157話・ステイツ、全力で面接しなければ、殺されるっ
私の名はステイツ。
平民なので姓はない。
しかしながら持ち前の商魂と話術の御蔭で商業ギルドで人材派遣担当に抜擢されたのです。
仕事自体は大変なこともありますが、基本商業者の求める人材の確保と紹介です。
相手は大手商店から新企業立ち上げ店まで様々。出来るだけその仕事に見合った人材を見繕うのが私の仕事です。
いままでは、ええ、いままではやりがいのある仕事でしたし、そこまで困ったことはなかったのです。
今回の人材派遣、正直最初は楽だろうと思っていました。
相手は貴族の御令嬢。
目的は新しく始める商店の従業員たちを寮に住まわせるのでそこの食事係が欲しいとのこと。
どうやら浮浪者を従業員に仕立てるそうで、給金の代わりに衣食住と勉強を確約して確保したそうだ。

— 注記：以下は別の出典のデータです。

PR #813, opened 2023-08-10
Add support for drop-in configuration directories 

jrohel:
Introduces a new method `Base::load_config()` to replace `Base::load_config_from_file()`.

In the original implementation, the `Base` class constructor loads the default configuration from the distribution configuration file ("/usr/share/dnf5/libdnf.conf"). And later, the user configuration (by default "/etc/dnf/dnf.conf") was loaded by calling the `Base::load_config_from_file()` method.

**New implementation:**
1. The `Base` class constructor does not load any configuration file.
2. The application calls `Base::load_config()` method instead of `Base::load_config_from_file()`.

**The order of loading the configuration files by the method `Base::load_config()`:**
1. Creates an alphabetically sorted list of names of all configuration files in the distribution configuration drop-in directory ("/usr/share/dnf5/libdnf.conf.d") and the user configuration drop-in directory ("/etc/dnf/libdnf5.conf.d"). If the file with the same name is present in both drop-in directories, only the file from the user configuration drop-in directory is added to the sorted list. So, the distribution configuration drop-in file can be simply masked by creating a file with the same name in the user configuration drop-in directory.
2. Retrieves the configuration from the files in the sorted list. Follows the order. The configuration from the next file overrides the previous one - the last option value wins.
3. Loads the user configuration file (by default "/etc/dnf/dnf.conf"), if exists. If file does not exist and was explicitly requested by the user, the method throws an exeption.

---------------------------------------------
### Example configuration:
**User configuration files:**
/etc/dnf/dnf.conf
/etc/dnf/libdnf5.conf.d/20-user-settings.conf
/etc/dnf/libdnf5.conf.d/60-something.conf
/etc/dnf/libdnf5.conf.d/80-user-settings.conf

**Distribution configuration files:**
/usr/share/dnf5/libdnf.conf.d/50-something.conf
/usr/share/dnf5/libdnf.conf.d/60-something.conf
/usr/share/dnf5/libdnf.conf.d/90-something.conf

**Resulting file loading order by defaul**t
("/usr/share/dnf5/libdnf.conf.d/60-something.conf" is skipped, masked by the user file "/etc/dnf/libdnf5.conf.d/60-something.conf"):

1. /etc/dnf/libdnf5.conf.d/20-user-settings.conf
2. /usr/share/dnf5/libdnf.conf.d/50-something.conf
3. /etc/dnf/libdnf5.conf.d/60-something.conf
4. /etc/dnf/libdnf5.conf.d/80-user-settings.conf
5. /usr/share/dnf5/libdnf.conf.d/90-something.conf
6. /etc/dnf/dnf.conf

### DIFF
--- a/include/libdnf5/base/base.hpp
+++ b/include/libdnf5/base/base.hpp
@@ -79,10 +79,16 @@ public:
     /// Returns a pointer to a locked "Base" instance or "nullptr" if no instance is locked.
     static Base * get_locked_base() noexcept;
 
+    /// Loads main configuration.
+    /// The file defined in the current configuration and files in the drop-in directories are used.
+    void load_config();
+
+    /// @deprecated Don't use it! It will be removed in Fedora 40. It was intended for internal use only.
     /// Call a function that loads the config file, catching errors appropriately
     void with_config_file_path(std::function<void(const std::string &)> func);
 
-    /// Loads main configuration from file defined by the current configuration.
+    /// @deprecated It is redundant. It calls `load_config()`.
+    /// Loads main configuration.
     void load_config_from_file();
 
     /// @return a reference to configuration
--- a/include/libdnf5/base/base.hpp
+++ b/include/libdnf5/base/base.hpp
@@ -132,23 +132,6 @@ private:
     friend class libdnf5::repo::RepoSack;
     friend class libdnf5::repo::SolvRepo;
 
-    /// Loads the default configuration. To load distribution-specific configuration.
-    void load_defaults();
-
-    //TODO(jrohel): Make public?
-    /// Loads main configuration from file defined by path.
-    void load_config_from_file(const std::string & path);
-
-    //TODO(jrohel): Make public? Will we support drop-in configuration directories?
-    /// Loads main configuration from files with ".conf" extension from directory defined by dir_path.
-    /// The files in the directory are read in alphabetical order.
-    void load_config_from_dir(const std::string & dir_path);
-
-    //TODO(jrohel): Make public? Will we support drop-in configuration directories?
-    /// Loads main configuration from files with ".conf" extension from directory defined by the current configuration.
-    /// The files in the directory are read in alphabetical order.
-    void load_config_from_dir();
-
     /// Load plugins according to configuration
     void load_plugins();
 
--- a/libdnf5/base/base.cpp
+++ b/libdnf5/base/base.cpp
@@ -111,18 +111,6 @@ Base * Base::get_locked_base() noexcept {
     return locked_base;
 }
 
-void Base::load_defaults() {
-    const std::string file_path = LIBDNF5_DISTRIBUTION_CONFIG_FILE;
-    try {
-        log_router.debug("Loading default configuration from \"{}\"", file_path);
-        ConfigParser parser;
-        parser.read(file_path);
-        config.load_from_parser(parser, "main", vars, *get_logger(), Option::Priority::DEFAULT);
-    } catch (const libdnf5::MissingConfigError & ex) {
-        log_router.debug("Configuration file \"{}\" not found", file_path);
-    }
-}
-
 void Base::load_config() {
     fs::path conf_file_path{config.get_config_file_path_option().get_value()};
     fs::path conf_dir_path{CONF_DIRECTORY};
@@ -157,12 +145,6 @@ void Base::load_config() {
     }
 }
 
-void Base::load_config_from_file(const std::string & path) {
-    ConfigParser parser;
-    parser.read(path);
-    config.load_from_parser(parser, "main", vars, *get_logger());
-}
-
 void Base::with_config_file_path(std::function<void(const std::string &)> func) {
     std::filesystem::path conf_path{config.get_config_file_path_option().get_value()};
     const auto & conf_path_priority = config.get_config_file_path_option().get_priority();
@@ -187,34 +169,6 @@ void Base::with_config_file_path(std::function<void(const std::string &)> func) 
 
 void Base::load_config_from_file() {
     load_config();
-}
-
-void Base::load_config_from_dir(const std::string & dir_path) {
-    std::vector<std::filesystem::path> paths;
-    std::error_code ec;
-    for (auto & dentry : std::filesystem::directory_iterator(dir_path, ec)) {
-        auto & path = dentry.path();
-        if (path.extension() == ".conf") {
-            paths.push_back(path);
-        }
-    }
-    if (ec) {
-        log_router.warning("Cannot read configuration from directory \"{}\": {}", dir_path, ec.message());
-        return;
-    }
-    std::sort(paths.begin(), paths.end());
-    for (auto & path : paths) {
-        load_config_from_file(path);
-    }
-}
-
-void Base::load_config_from_dir() {
-    std::filesystem::path conf_dir{libdnf5::CONF_DIRECTORY};
-    if (!config.get_use_host_config_option().get_value()) {
-        conf_dir = config.get_installroot_option().get_value() / conf_dir.relative_path();
-    }
-
-    load_config_from_dir(conf_dir);
 }
 
 void Base::load_plugins() {
--- a/libdnf5/base/base.cpp
+++ b/libdnf5/base/base.cpp
@@ -33,7 +33,49 @@ along with libdnf.  If not, see <https://www.gnu.org/licenses/>.
 #include <cstdlib>
 #include <filesystem>
 #include <mutex>
+#include <string_view>
 #include <vector>
+
+namespace fs = std::filesystem;
+
+namespace {
+
+// Creates an alphabetically sorted list of all files with `file_extension` from `directories`.
+// If a file with the same name is in multiple directories, only the first file found is added to the list.
+// Directories are traversed in the same order as they are in the input vector.
+[[nodiscard]] std::vector<fs::path> create_sorted_file_list(
+    const std::vector<fs::path> & directories, std::string_view file_extension) {
+    std::vector<fs::path> paths;
+
+    for (const auto & dir : directories) {
+        std::error_code ec;
+        for (const auto & dentry : fs::directory_iterator(dir, ec)) {
+            const auto & path = dentry.path();
+            if (dentry.is_regular_file() && path.extension() == file_extension) {
+                const auto & path_fname = path.filename();
+                bool found{false};
+                for (const auto & path_in_list : paths) {
+                    if (path_fname == path_in_list.filename()) {
+                        found = true;
+                        break;
+                    }
+                }
+                if (!found) {
+                    paths.push_back(path);
+                }
+            }
+        }
+    }
+
+    // sort all drop-in configuration files alphabetically by their names
+    std::sort(paths.begin(), paths.end(), [](const fs::path & p1, const fs::path & p2) {
+        return p1.filename() < p2.filename();
+    });
+
+    return paths;
+}
+
+}  // namespace
 
 namespace libdnf5 {
 
@@ -46,9 +88,7 @@ Base::Base(std::vector<std::unique_ptr<Logger>> && loggers)
       repo_sack(get_weak_ptr()),
       rpm_package_sack(get_weak_ptr()),
       transaction_history(get_weak_ptr()),
-      vars(get_weak_ptr()) {
-    load_defaults();
-}
+      vars(get_weak_ptr()) {}
 
 Base::~Base() = default;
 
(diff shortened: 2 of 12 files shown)


jrohel:
This solution uses a fixed list of drop-in directories. The file loading order algorithm is inspired by `libeconf` https://github.com/openSUSE/libeconf.

So it is a competing implementation to PR https://github.com/rpm-software-management/dnf5/pull/741. Competing PR introduces support for including configuration files using a special comment directive in the configuration file.

Note to reviewer:
There is no need to waste time reviewing the implementation. **What is important is whether we agree on this support for drop-in configuration directories from the user's point of view. Implementation is now a detail. Subsequently, I will rework it while adding support for "config-manager".**

m-blaha:
>     1. The `Base` class constructor does not load any configuration file.
> 
>     2. The application calls `Base::load_config()` method instead of `Base::load_config_from_file()`.

Just a question - does it still make sense to have separate `base.load_config()` and `base.setup()` methods? Or can we squash the functionalities into only one call?
Or is the intention here to enable additional runtime configuration adjustments for API users?

Conan-Kudo:
> /etc/dnf/dnf.conf
> /etc/dnf/libdnf5.conf.d/20-user-settings.conf
> /usr/share/dnf5/libdnf.conf.d/50-something2.conf
> /etc/dnf/libdnf5.conf.d/60-something2.conf
> /etc/dnf/libdnf5.conf.d/80-user-settings.conf
> /usr/share/dnf5/libdnf.conf.d/90-something2.conf
> /etc/dnf/libdnf5.conf.d/99-config-manager.conf

I'm trying to understand this order, does this mean that DNF basically stops reading config if `/etc/dnf/dnf.conf` exists? My general understanding of how this should work is that `/usr` configs are read first, then `/etc` configs afterward will overwrite any set values from `/usr`. I'm slightly confused if this actually does that.

jrohel:
@Conan-Kudo 
The distribution config file `/usr/share/dnf5/libdnf.conf` is readed only if the user config file `/etc/dnf/dnf.conf` does not exist.

"libeconf" https://github.com/openSUSE/libeconf does a similar thing. 
`/usr/vendor/example.suffix` is read only if `/etc/example.suffix` does not exist.

ppisar:
Which configuration among dnf.conf and libdnf5.conf.d take precedence?

jrohel:
@Conan-Kudo 
All configuration files from drop-in directories are placed in one alphabetically sorted list by name. If a file with the same name is in both drop-in directories (distribution and user), only the one from the user ("/etc/dnf/libdnf5.conf.d") is used.

jrohel:
@ppisar 
As I described. The last value loaded wins (has the highest priority). The order can be seen in the example in the description. "/etc/dnf/dnf.conf" is loaded first and then the files from the "drop-in" directories. So the configuration from the "drop-in" directories has a higher priority than from "/etc/dnf/dnf.conf".

Conan-Kudo:
That makes sense.

So how will this extend to repo configuration? Because that's the big one that both Fedora and openSUSE would like to solve too.

jrohel:
@Conan-Kudo 
> So how will this extend to repo configuration? Because that's the big one that both Fedora and openSUSE would like to solve too.

This PR only addresses loading the libdnf configuration. The "[main]" section in the configuration files.

### What about repositories configuration? So far I have this idea:
"libdnf5" now loads repositories configuration from `etc/yum.repos.d`, `/etc/distro.repos.d` directories.

**We can:**
a) add another drop-in directory (for example `/etc/dnf/repos-override.d`) to override repositories configuration.
b) or load repositories configuration overrides from drop-in configuration files read in this PR (we will also support sections other than "[main]").
c) or load the repositories configuration from the drop-in configuration directories mentioned in this PR, but the files will have a different extension than ".conf" (eg ".repo").

In any case, this would be to support overwriting the configuration of existing repositories. Creating new repositories using these drop-in directories will not be supported.

I am considering glob support for bulk modification of repositories parameters.
E.g. override proxy settings for all repositories whose "id" begins with "fedora":
```
[fedora*]
proxy=http://xyz.cc
```
But those are just my ideas. I don't know yet what I will implement or how we will agree in the team.

Conan-Kudo:
So, in openSUSE, we have the following repo dirs: `/etc/dnf/repos.d`, `/etc/yum.repos.d`, and `/etc/distro.repos.d`.

Packaged configs go in the latter two directories, whereas the first path is where user-installed ones go.

I would _like_ to change this to have packaged repository configs move to `/usr` and leave `/etc` entirely for user/admin stuff.

This would also include moving the packaged GPG keys to `/usr`, but that's not going to be hard anyway.

So the idea would be to have `/usr/share/dnf5/yum.repos.d` for packaged stuff, then `/usr/share/dnf5/yum.repos.override.d` for packaged overrides (e.g. `epel-release` turning on CRB in RHEL/CentOS, for example).

For user-controlled things, in addition to the existing directory paths in `/etc`, having `.override.d` variants could make sense.

jrohel:
@Conan-Kudo 
Changing the repo dirs list is easy. This is given by the configuration value `reposdir`. And changing the default value in the code is also technically easy - changing the value of the constant. I write "technically" on purpose. I can't change randomly for compatibility. Here it will be more about agreeing what the right directories (paths) are.

In my description above it was about the introduction of "overrides". That is, configuration files that will not be able to define new repositories, but only modify existing ones.

But we are already running outside the scope of this PR. It handles the main configuration of libdnf (the "[main]" section). No repositories configuration.

jrohel:
@m-blaha 
> Just a question - does it still make sense to have separate base.load_config() and base.setup() methods? Or can we squash the functionalities into only one call?

I'm not sure. I'd leave it as is for now.

include/libdnf5/base/base.hpp
```diff
@@ -79,11 +79,8 @@ class Base {
     /// Returns a pointer to a locked "Base" instance or "nullptr" if no instance is locked.
     static Base * get_locked_base() noexcept;
 
-    /// Call a function that loads the config file, catching errors appropriately
-    void with_config_file_path(std::function<void(const std::string &)> func);
-
-    /// Loads main configuration from file defined by the current configuration.
-    void load_config_from_file();
```
j-mracek, line 86: We cannot remove those methods. We can mar them deprecated with a reason and then we can remove them. Please also add suggested removal window - like Fedora xx

libdnf5/base/base.cpp
```diff
@@ -71,21 +71,77 @@ Base * Base::get_locked_base() noexcept {
...
+    // it will be loaded instead of the distribution configuration file.
+    if (user_defined_config_file_name || fs::exists(conf_file_path)) {
+        parser.read(conf_file_path);
+    } else if (fs::exists(distribution_conf_file_path)) {
+        parser.read(distribution_conf_file_path);
+    }
+
+    // If the name of the configuration file was not specified, the files from the drop-in directories are also loaded.
+    // An alphabetically sorted list of all configuration files from the drop-in directories is created. If there is
+    // a file of the same name in both the user and distribution drop-in directories, only the user file is used.
```
j-mracek, line 104: I am not sure about this logic. If user will specify -C /<path>, then all distribution and /etc overrides will be ignored. May I ask you for more details or some use case when this behavior is beneficial?

include/libdnf5/base/base.hpp
jrohel: Modified. I recommend removing it as soon as possible. So I wrote in Fedora 40. Or can we do it in Fedora 39?

j-mracek:
Drop in configuration must be also documented in `doc` part. It doesn't have to be included in this PR, but at least it must be tracked in a separate issue.

libdnf5/base/base.cpp
jrohel: @j-mracek 
`-C, --cacheonly`
You probably meant `-c [config file], --config [config file]`. Not yet implemented in dnf5. So `-c user_config_file`.
What should I do? The user has explicitly specified that they want configuration from this file. Overwriting it with configuration from drop-in directories is probably not what he wants. Therefore, in this case, the configuration from the drop-in directories is not loaded.
A compromise can still be made in this case. Change loading order. Load configuration files from drop-in directories and then from an explicitly user-defined file. But it will be so weird. The user changes the path to the main configuration file, but not the path to the drop-in directories.

j-mracek:
Notes from discussion:

### Requirements

When user specify configuration files, it should be not overridden by drop in configuration

### Solutions

1. Do not load drop in overrides when user specify path to main configuration

- allow to be more compatible with e-conf library when main configuration file is loaded first and then overrides
- When user will override the default path with the same path, DNF might behave differently, because overrides will be not applied (`best`, `skip_if_unavailable`)
- It will require to discourage user to use `/etc/dnf/dnf.conf` because the value migh get overridden by drop in configuration files

2. Load main configuration file as last

- Main config will be the main config containing overrides with higher priority
- Overrides will be used only for overrides hard-coded internals, but not for main config
- We do not plan to ship any value in `/etc/dnf/dnf.conf` therefore there will be no difference with a default deployment
- Cannot disable drop-in overrides without additional configuration option

3. Load main configuration files with higher priority

- I think this solution (or solution 1) will be required when drop-in paths will be configurable.
- Can be used as an upgrade from `solution 2` when disablement of drop in overrides will be required

j-mracek:
I would prefer to use Solution 2 - `Load main configuration file as last`, but there might be some draw back that I overlooked.

j-mracek:
@keszybz May I ask you for your opinion?

ppisar:
I agree with the requirement that a user's configuration has a higher priority / is loaded later than a distribution-wide configuration.
One can have --config-file option to replace /etc/dnf/dnf.conf with a user supplied file and --config-directory option to replace /etc/dnf/libdnf5.conf.d directory with a user supplied directory.
Should we stop loading distribution-wide directory if user passes --config-file? I don't think so. The reason is that "dnf" and "dnf --config-file /etc/dnf/dnf.conf", albeit reading the same files, would behave differently. Then how could a user inhibit loading distribution-wide configuration? I would add another option --no-implicit-config. That would simply disable loading any configuration, both from directories and files, distribution-wide and localhost-specific which were not explicitly pointed with --config-file and --config-directory.

As a side note, I think that introducing configuration locations of various priorities is not much helpful: Instead of fighting over a line number in a single configuration file, users and packagers will fight over the highest file name. Therefore I'd like to decrease the amount of various locations to a bare minimum. I understand that configuration directories are easier for populating by third-parties than editing a single file. Therefore I recommend removing a distribution-wide file /usr/share/dnf5/libdnf.conf completely. Regarding /etc/dnf/dnf.conf file, I would discourage user's from using it. The only remaining function of it would be a backward compatibility and a last resort place with guaranteed hightest priority.

ppisar:
I think we will need to implement inhibition of system-wide configuration for DNF5 tests.

include/libdnf5/base/base.hpp
```diff
@@ -79,10 +79,16 @@ class Base {
...
+    /// Loads main configuration.
+    /// The file defined in the current configuration and files in the drop-in directories are used.
+    void load_config();
+
+    /// @deprecated Don't use it! It will be removed in Fedora 40. It was intended for internal use only.
     /// Call a function that loads the config file, catching errors appropriately
     void with_config_file_path(std::function<void(const std::string &)> func);
 
-    /// Loads main configuration from file defined by the current configuration.
+    /// @deprecated It will be removed in Fedora 40. It is redundant. It calls `load_config()`.
```
j-mracek, line 90: Proposing to remove `It will be removed in Fedora 40`, because the removal will have negative consequences on multiple projects.

jrohel: @j-mracek OK, removed.

j-mracek (approved):
LGTM

birdie-github:
> Based on discussions in the team, I changed the loading order of the configuration files. I also edited the description accordingly.

Is this now the status quo?

```
Resulting file loading order by default
("/usr/share/dnf5/libdnf.conf.d/60-something.conf" is skipped,
masked by the user file "/etc/dnf/libdnf5.conf.d/60-something.conf"):

    /etc/dnf/libdnf5.conf.d/20-user-settings.conf
    /usr/share/dnf5/libdnf.conf.d/50-something.conf
    /etc/dnf/libdnf5.conf.d/60-something.conf
    /etc/dnf/libdnf5.conf.d/80-user-settings.conf
    /usr/share/dnf5/libdnf.conf.d/90-something.conf
    /etc/dnf/dnf.conf
```

If files are loaded in this exact order, then `dnf.conf` settings will override whatever the user has specified, IOW `dnf.conf` settings cannot be overridden.

j-mracek:
> > Based on discussions in the team, I changed the loading order of the configuration files. I also edited the description accordingly.
> 
> Is this now the status quo?
> 
> ```
> Resulting file loading order by default
> ("/usr/share/dnf5/libdnf.conf.d/60-something.conf" is skipped,
> masked by the user file "/etc/dnf/libdnf5.conf.d/60-something.conf"):
> 
>     /etc/dnf/libdnf5.conf.d/20-user-settings.conf
>     /usr/share/dnf5/libdnf.conf.d/50-something.conf
>     /etc/dnf/libdnf5.conf.d/60-something.conf
>     /etc/dnf/libdnf5.conf.d/80-user-settings.conf
>     /usr/share/dnf5/libdnf.conf.d/90-something.conf
>     /etc/dnf/dnf.conf
> ```
> 
> If files are loaded in this exact order, then `dnf.conf` settings will override whatever the user has specified, IOW `dnf.conf` settings cannot be overridden.

DNF5 component will ship only empty `/etc/dnf/dnf.conf` therefore there is no requirement to override a content of the configuration file. The overrides will be used to overrides hard-coded configuration of the library.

この辺りは普通の商業者では思い浮かばない新しい業務体系だなと感心しました。
しかし、やはり人材育成に金が掛かるのは確実。
さらにどれだけ周囲の口を塞いでも、従業員が元浮浪者だということは人々に伝わることでしょう。
そうなれば、商業を行う上でマイナス効果。儲けが減る可能性は高いと思われます。
ゆえに幾ら金を掛けないといえども、礼儀も成ってない浮浪者たちでは下手なギルド会員の従業員と比べて掛かる金額は割高になる可能性が高いのです。
そんな損して得を取るような商売方法を行うゆえに、給仕係は浮浪児相手にも分け隔てなく付き合える存在が必要になるのだとか。
つまり、その人材が浮浪者たちを罵倒したり意地悪したりすれば、紹介したギルドの問題に直結。そして、そうなった場合は、と彼女は物凄い悪人顔で告げたのです。
自分の家の力使って地獄に突き落とすぞ、と。
直接は言わずとも理解できました。
あの人は、やると言ったら必ずやる。
そしてそれは、従業員に何かを行おうとする商売敵にも向かいかねない。
恐ろしい商店が誕生してしまいそうな予感がひしひしとします。
ゆえに、ギルド長に即座に報告。
要注意商店として登録し、経過観察、ギルド員の常時監視を行うことになりました。
加え、寮に相応しい人物を各ギルドで募集。
今回来たのは厳正な書類審査を通った四人の人材でした。
一人は面接の段階で不適格。
本人は分け隔てなく接することができますといっていたものの、それは分け隔てなく自分以外を見下してますという意味だった訳で、あんな高飛車女雇ったら商業ギルドごと潰されかねない。
最悪でも私が殺される。
ゆえに即行切り落とし、別の三人の面接に力を入れる。
全力でつぶさに観察して相手を見極めねば。こ、殺されるっ。
あのロゼッタというお嬢様に闇に葬られてしまう。
「では、面接を始めます。合同面接に成りますが、ご了承ください」
「は、はぁ、それは良いですが、先程の方も面接希望者の人、では?」
「たった一つの質問で帰ってください、はさすがに酷いと思うんだが……」
「確かに、かなり厳しそうな人でしたけど……質問されたことに対してはしっかりと自分の意見を述べていたような……?」
先程からも四人で合同面接を行っていたモノの、件の女性の回答に思わず帰ってくださいと言ってしまった。面接官としていきなりここで告知するなど酷いとは思う。思うのですが……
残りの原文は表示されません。